Volkswagen AG is being sued for 3.3 billion euros (US$3.7 billion) over the cover-up of its polluting diesel engines, its biggest legal challenge in Germany after a wave of lawsuits in the US centered on the scandal.
The action was filed on Monday at the Braunschweig Regional Court on behalf of 278 institutional investors from around the world, lawyer Andreas Tilp said by telephone.
The suit claims Volkswagen failed to publish information about the emissions scandal in a timely manner, he said.
As “Volkswagen persistently denies any settlement negotiations and also refuses to waive the statute-of-limitation defense until now, it was necessary to file this,” Tilp said.

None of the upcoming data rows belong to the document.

PR #5909, opened 2025-06-17
wrapCommandQueueClass fix super call

johnhuffsmith:
### What does this PR do?

Fix the super call on wrapCommandQueueClass

### Motivation

Currently breaks redis pub/sub on node-redis 5+ (and is probably causing other unexpected issues)

### DIFF
--- a/packages/datadog-instrumentations/src/redis.js
+++ b/packages/datadog-instrumentations/src/redis.js
@@ -39,8 +39,8 @@ function wrapAddCommand (addCommand) {
 
 function wrapCommandQueueClass (cls) {
   const ret = class RedisCommandQueue extends cls {
-    constructor () {
-      super(arguments)
+    constructor (...args) {
+      super(...args)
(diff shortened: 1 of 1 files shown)


BridgeAR (approved):
Thanks, the change is LGTM!
Would you mind adding a regression test as well?

We also can't directly accept the change, since we can't run the CI on external code but we'd port the change over.

johnhuffsmith:
> Thanks, the change is LGTM! Would you mind adding a regression test as well?
> 
> We also can't directly accept the change, since we can't run the CI on external code but we'd port the change over.

Not sure where to start with adding a regression test (not very familiar with the inner working of this project). Is there a similar test I can reference in the codebase?

BridgeAR:
I had to look into it to figure out where to place the test and how it might look like, so I went ahead and wrote the test already.

I opened the port of your PR, so thanks again for your contribution!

The case comes almost six months after Volkswagen admitted it installed software in its diesel vehicles to cheat emissions testing, a scandal that has rippled through the global car industry. So far, 65 cases are pending in Braunschweig over the issue, the court said last week.
The company also faces a multitude of lawsuits in the US as well as criminal probes in various countries.
“We don’t know the suit yet and can’t comment further,” Volkswagen spokesman Eric Felber said.
Tilp has represented investors in many German cases over capital-market disclosure issues. His firm represents institutional investors suing Porsche SE for a combined 2.6 billion euros.
Volkswagen stock fell as much as 2.2 percent to 113 euros in Frankfurt trading and was down 1.2 percent at 10am yesterday.
Among the plaintiffs in the new Volkswagen case are investors from Taiwan, Australia, Austria, Canada, Denmark, France, Italy, Japan, Luxembourg, the Netherlands, Norway, Sweden, Switzerland, the UK and the US.
These groups include 17 German investment management companies, as well as insurance companies and the California Public Employees’ Retirement System, one of the largest pension funds in the US, Tilp said.
The lawsuit is being financed by Claims Funding Europe, DRRT, Grant & Eisenhofer and Kessler Topaz Meltzer & Check LLP. Another 20 institutional investors with damage claims of more than 1 billion euros are in talks with the firm about an additional suit, Tilp said.
Tilp filed the first individual shareholder case against Volkswagen on Oct. 1. The lawyer has asked the court to open test-case proceedings.
If the request is granted, all capital-market cases will be jointly heard in a special procedure before the Braunschweig Higher Regional Court in the German state of Lower Saxony.